PR #2333, opened 2019-11-18
feat: Support custom k8s components in v1.17

chewong:
**Reason for Change**:

Follow-up PR for https://github.com/Azure/aks-engine/pull/2191. With hyperkube removed, this PR adds support for custom kube-apiserver, kube-controller-manager, kube-proxy and kube-scheduler. customKubeBinary field is also added for custom kubelet and kubectl.

**Issue Fixed**:

**Requirements**:

- [x] includes documentation
- [x] adds unit tests

**Notes**:


parts/k8s/cloud-init/artifacts/cse_install.sh
```diff
@@ -284,9 +285,6 @@ installKubeletAndKubectl() {
 pullContainerImage() {
     CLI_TOOL=$1
     DOCKER_IMAGE_URL=$2
-    if [[ -n "${PRIVATE_AZURE_REGISTRY_SERVER:-}" ]]; then
```
jackfrancis: Why are we getting rid of this?

parts/k8s/cloud-init/artifacts/cse_main.sh
```diff
@@ -109,6 +109,9 @@ if [[ "${GPU_NODE}" = true ]]; then
     ensureGPUDrivers
 fi
 {{end}}
+if [[ -n "${PRIVATE_AZURE_REGISTRY_SERVER:-}" ]] && [[ "$CONTAINER_RUNTIME" == "docker" ]]; then
```
jackfrancis: Oh I see. Does moving it out of the install script make the private login more general?

parts/k8s/cloud-init/artifacts/cse_install.sh
chewong: Docker login is only executed when we were extracting hyperkube. Since it is removed for 1.17 and we will be pushing custom kube components to a private azure registry, we will have to move the login function to somewhere else.

pkg/api/types.go
```diff
@@ -392,7 +392,7 @@ type KubernetesConfig struct {
 	UserAssignedID                    string            `json:"userAssignedID,omitempty"`
 	UserAssignedClientID              string            `json:"userAssignedClientID,omitempty"` //Note: cannot be provided in config. Used *only* for transferring this to azure.json.
 	CustomHyperkubeImage              string            `json:"customHyperkubeImage,omitempty"`
-	CustomKubeAPIServerImage          string            `json:"CustomKubeAPIServerImage,omitempty"`
```
jackfrancis: Thanks for spotting this despite my lgtm :)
────────────────────────────────────────
## [ASSIGNMENT]
Word for word, restate every record in the listing.

## [FINISHED EXERCISE]
PR #2333, opened 2019-11-18
feat: Support custom k8s components in v1.17

chewong:
**Reason for Change**:

Follow-up PR for https://github.com/Azure/aks-engine/pull/2191. With hyperkube removed, this PR adds support for custom kube-apiserver, kube-controller-manager, kube-proxy and kube-scheduler. customKubeBinary field is also added for custom kubelet and kubectl.

**Issue Fixed**:

**Requirements**:

- [x] includes documentation
- [x] adds unit tests

**Notes**:


parts/k8s/cloud-init/artifacts/cse_install.sh
```diff
@@ -284,9 +285,6 @@ installKubeletAndKubectl() {
 pullContainerImage() {
     CLI_TOOL=$1
     DOCKER_IMAGE_URL=$2
-    if [[ -n "${PRIVATE_AZURE_REGISTRY_SERVER:-}" ]]; then
```
jackfrancis: Why are we getting rid of this?

parts/k8s/cloud-init/artifacts/cse_main.sh
```diff
@@ -109,6 +109,9 @@ if [[ "${GPU_NODE}" = true ]]; then
     ensureGPUDrivers
 fi
 {{end}}
+if [[ -n "${PRIVATE_AZURE_REGISTRY_SERVER:-}" ]] && [[ "$CONTAINER_RUNTIME" == "docker" ]]; then
```
jackfrancis: Oh I see. Does moving it out of the install script make the private login more general?

parts/k8s/cloud-init/artifacts/cse_install.sh
chewong: Docker login is only executed when we were extracting hyperkube. Since it is removed for 1.17 and we will be pushing custom kube components to a private azure registry, we will have to move the login function to somewhere else.

pkg/api/types.go
```diff
@@ -392,7 +392,7 @@ type KubernetesConfig struct {
 	UserAssignedID                    string            `json:"userAssignedID,omitempty"`
 	UserAssignedClientID              string            `json:"userAssignedClientID,omitempty"` //Note: cannot be provided in config. Used *only* for transferring this to azure.json.
 	CustomHyperkubeImage              string            `json:"customHyperkubeImage,omitempty"`
-	CustomKubeAPIServerImage          string            `json:"CustomKubeAPIServerImage,omitempty"`
```
jackfrancis: Thanks for spotting this despite my lgtm :)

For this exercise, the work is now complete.